Correct, but intercoolers can only achieve so much temperature drop. Let's say our IC can achieve a static deltaT of 100 degrees F (neglecting ambient temperature, and assuming it has a linear deltaT across the whole range)

Supercharger: 350 - 100 = 250
Turbo: 225 - 100 = 125

Now that's not totally true, since the deltaT will get larger as the inlet temperatures go up and ambients go down, but you get the picture...the less of a deficit you have to work against to start with, the better off you are. Plus ICs create lag and introduce pressure drop....and impede airflow to the other components under the hood.

wwest

Given the same volume of ambient air (67F) to pump up to 9 PSI why would the airflow temperature rise more in an SC than in a turbo?

And given the proximity of massive HEAT in the turbo wouldn't the turbo body run hotter?

4 cyl torque peaks are usually on the high end anyway so turboes aer more appropreate.

healerhand

Black94RX,

Most of the SC kit these days have IC. SC has lower intake temp. than turbo.

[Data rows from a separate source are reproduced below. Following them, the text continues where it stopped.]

PR #20905, opened 2025-10-15
Move TOML indent size config

esadek:
Move TOML indent size configuration in `.editorconfig`. No need to have separate `indent_size = 4` configurations.


MichaReiser (approved):
Thank you

PR #20907, opened 2025-10-16
[`flake8-django`] Apply `DJ001` to annotated fields

### LINKED ISSUE #20906: DJ001 not raised when field has type annotation
### Summary

```python
from django.db import models


class TestModel(models.Model):
    charfield1 = models.CharField(null=True) # Raises DJ001
    charfield2: models.CharField[str, str] = models.CharField(null=True) # No error
```

```
$ ruff check --select=DJ001 test.py
DJ001 Avoid using `null=True` on string-based fields such as `CharField`
 --> test.py:5:18
  |
4 | class TestModel(models.Model):
5 |     charfield1 = models.CharField(null=True)
  |                  ^^^^^^^^^^^^^^^^^^^^^^^^^^^
6 |     charfield2: models.CharField[str, str] = models.CharField(null=True)
  |

Found 1 error.
```

I discovered this when using https://github.com/typeddjango/django-stubs with pyright, which doesn't detect the types correctly without explicit annotations.

### Version

ruff 0.14.0

danparizher:
## Summary

Fixes #20906

### DIFF
--- a/crates/ruff_linter/resources/test/fixtures/flake8_django/DJ001.py
+++ b/crates/ruff_linter/resources/test/fixtures/flake8_django/DJ001.py
@@ -48,37 +48,7 @@ class CorrectModel(models.Model):
     urlfieldu = models.URLField(max_length=255, null=True, blank=True, unique=True)
 
 
-class IncorrectModelWithAnnotations(models.Model):
-    charfield: models.CharField[str, str] = models.CharField(max_length=255, null=True)
-    textfield: models.TextField[str, str] = models.TextField(max_length=255, null=True)
-    slugfield: models.SlugField[str, str] = models.SlugField(max_length=255, null=True)
-    emailfield: models.EmailField[str, str] = models.EmailField(max_length=255, null=True)
-    filepathfield: models.FilePathField[str, str] = models.FilePathField(max_length=255, null=True)
-    urlfield: models.URLField[str, str] = models.URLField(max_length=255, null=True)
-
-
 class IncorrectModelWithSimpleAnnotations(models.Model):
     charfield: models.CharField = models.CharField(max_length=255, null=True)
     textfield: models.TextField = models.TextField(max_length=255, null=True)
     slugfield: models.SlugField = models.SlugField(max_length=255, null=True)
-    emailfield: models.EmailField = models.EmailField(max_length=255, null=True)
-    filepathfield: models.FilePathField = models.FilePathField(max_length=255, null=True)
-    urlfield: models.URLField = models.URLField(max_length=255, null=True)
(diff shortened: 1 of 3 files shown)


crates/ruff_linter/src/rules/flake8_django/rules/nullable_model_string_field.rs
```diff
@@ -60,16 +60,30 @@ pub(crate) fn nullable_model_string_field(checker: &Checker, body: &[Stmt]) {
...
+                    checker.report_diagnostic(
+                        DjangoNullableModelStringField {
+                            field_name: field_name.to_string(),
+                        },
+                        value.range(),
+                    );
+                }
+            }
+            _ => continue,
         }
```
MichaReiser: We should avoid duplicating that much code. All we need is to extract value. Something like this should work

```suggestion
        let value = match statement {
            Stmt::Assign(ast::StmtAssign { value, .. }) => value,
            Stmt::AnnAssign(ast::StmtAnnAssign {
                value: Some(value), ..
            }) => value,
            _ => continue,
        };
        
        
        if let Some(field_name) = is_nullable_field(value, checker.semantic()) {
            checker.report_diagnostic(
                DjangoNullableModelStringField {
                    field_name: field_name.to_string(),
                },
                value.range(),
            );
        }
```

crates/ruff_linter/resources/test/fixtures/flake8_django/DJ001.py
```diff
@@ -46,3 +46,39 @@ class CorrectModel(models.Model):
...
+    urlfield: models.URLField[str, str] = models.URLField(max_length=255, null=False, blank=True)
+
+    charfieldu: models.CharField[str, str] = models.CharField(max_length=255, null=True, blank=True, unique=True)
+    textfieldu: models.TextField[str, str] = models.TextField(max_length=255, null=True, blank=True, unique=True)
+    slugfieldu: models.SlugField[str, str] = models.SlugField(max_length=255, null=True, blank=True, unique=True)
+    emailfieldu: models.EmailField[str, str] = models.EmailField(max_length=255, null=True, blank=True, unique=True)
+    filepathfieldu: models.FilePathField[str, str] = models.FilePathField(
+        max_length=255, null=True, blank=True, unique=True
+    )
+    urlfieldu: models.URLField[str, str] = models.URLField(max_length=255, null=True, blank=True, unique=True)
```
MichaReiser: Do we need all those tests? They seem redundant to me, considering that we ignore the annotation.

ntBre (approved):
Looks good to me, if Micha's happy with it!

PR #20908, opened 2025-10-16
[ty] Check typeshed VERSIONS for parent modules when reporting failed stdlib imports

Gankra:
This is a drive-by improvement that I stumbled backwards into while looking into 

* https://github.com/astral-sh/ty/issues/296

I was writing some simple tests for "thing not in old version of stdlib" diagnostics and checked what was added in 3.14, and saw `compression.zstd` and to my surprise discovered that `import compression.zstd` and `from compression import zstd` had completely different quality diagnostics.

This is because `compression` and `compression.zstd` were *both* introduced in 3.14, and so per VERSIONS policy only an entry for `compression` was added, and so we don't actually have any definite info on `compression.zstd` and give up on producing a diagnostic. However the `from compression import zstd` form fails on looking up `compression` and we *do* have an exact match for that, so it gets a better diagnostic!

(aside: I have now learned about the VERSIONS format and I *really* wish they would just enumerate all the submodules but, oh well!)

The fix is, when handling an import failure, if we fail to find an exact match *we requery with the parent module*. In cases like `compression.zstd` this lets us at least identify that, hey, not even `compression` exists, and luckily that fixes the whole issue. In cases where the parent module and submodule were introduced at different times then we may discover that the parent module is in-range and that's fine, we don't produce the richer stdlib diagnostic.

### DIFF
--- a/crates/ty_python_semantic/resources/mdtest/snapshots/basic.md_-_Structures_-_Attempting_to_import…_(dba22bd97137ee38).snap
+++ b/crates/ty_python_semantic/resources/mdtest/snapshots/basic.md_-_Structures_-_Attempting_to_import…_(dba22bd97137ee38).snap
@@ -12,10 +12,10 @@ mdtest path: crates/ty_python_semantic/resources/mdtest/import/basic.md
 ## mdtest_snippet.py
 
 ```
-1 | import compression.zstd # error: [unresolved-import]
+1 | import compression.zstd  # error: [unresolved-import]
 2 | from compression import zstd  # error: [unresolved-import]
-3 | import compression.fakebutwhocansay # error: [unresolved-import]
-4 | from compression import fakebutwhocansay # error: [unresolved-import]
+3 | import compression.fakebutwhocansay  # error: [unresolved-import]
+4 | from compression import fakebutwhocansay  # error: [unresolved-import]
 ```
 
 # Diagnostics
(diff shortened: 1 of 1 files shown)


Gankra:
(Broken into two commits so you can see the before and after on the snapshot)

Gankra:
Can't help but wonder if we could statically precompute a Complete VERSIONS map...

crates/ty_python_semantic/src/types/infer/builder.rs
```diff
@@ -4786,25 +4786,36 @@ impl<'db, 'ast> TypeInferenceBuilder<'db, 'ast> {
...
-                            "The stdlib module `{module_name}` is only available on Python {version_range}",
-                            version_range = version_range.diagnostic_display(),
-                        ));
-                        add_inferred_python_version_hint_to_diagnostic(
-                            self.db(),
-                            &mut diagnostic,
-                            "resolving modules",
-                        );
-                        return;
+                loop {
```
MichaReiser: Nit: Use `module_name.ancestors()`?

crates/ty_python_semantic/resources/mdtest/diagnostics/newer_python.md
AlexWaygood, line 1: Ah nice -- can you move these existing tests to this file so that all our tests for this feature are in the same place?

https://github.com/astral-sh/ruff/blob/5fb142374daec49d53bcc00126bf485e82c015a6/crates/ty_python_semantic/resources/mdtest/import/basic.md?plain=1#L180-L207

crates/ty_python_semantic/src/types/infer/builder.rs
AlexWaygood: +1

AlexWaygood (approved):
Ahh thank you!!

crates/ty_python_semantic/resources/mdtest/diagnostics/newer_python.md
Gankra: I did this but I completely misread the direction you wanted this to go so instead my new test file is deleted and I added a new test to `basic.md`

crates/ty_python_semantic/src/types/infer/builder.rs
Gankra: rip `loop` 😢

crates/ty_python_semantic/resources/mdtest/diagnostics/newer_python.md
AlexWaygood: Haha, I don't mind either way, I'd just like all the tests for the feature to be together!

SC + IC = Lower intake temp
TT + IC = higher intake temp.
SC - IC = lower intake temp
TT - IC = higher intake temp.

I have a ATI Procharger F1SC with 18 psi (1550 CFM) with intercooler. It runs flawlessly. There will be pros and cons.

V8 = supercharged
4 & 6 = turbocharged

healerhand

Secondly,

If your car is not designed for turbocharge, go for supercharger. Because of the N/A, TT or ST heat will destroy all the surrounding none metal with 2-3 inches. If you are going for turbo, you make sure you take care of the heating problem associated with Turbo.

Lex Luthor

David, underhood heat is the smallest of the problems, that can be overcome with HPC coatings, thermal wrap, and you may have to relocate a couple wires, but regardless I disagree with your evaluation, you say 4 and 6 cyl are better for turbo, and 8cyl is better for SC. Actually, if anything, that should be reversed. An 8cyl is better for turbo because the higher exhaust gas volume will spool a turbo quicker than the 4 or the 6, which could benefit from an SC because these smaller engines wouldn't have to worry about spinning the motor to the point where you have sufficient exhaust pressure/volume to spool the turbine. Argue with that one!

Black94RX-7TT

From Corky Bell's web site:

The turbocharger, with 75% thermal efficiency, makes less heat in the intake charge per psi of boost and cfm of air flow than any other form of supercharging. Regardless of the 'data' published by a variety of supercharger kit makers, science and engineering have not yet devised another method of compressing and moving air as thermally efficient as the centrifugal compressor on the front of the turbo. Roots style superchargers, by contrast, inherently have the lowest thermal efficiency, ranging from 35% to 65%, of any type of supercharger, yet their sellers express claims from 84% to 129%. Thermal efficiency is but one of the reasons turbocharged Grand Prix cars, Indy cars, and Le Mans style endurance racers have won hundreds and hundreds of races. Supercharged cars have not won any of these races in the past forty five years! Further, this automotive engineer will suggest it is unlikely they will win any of these races in the next forty five years, if ever again.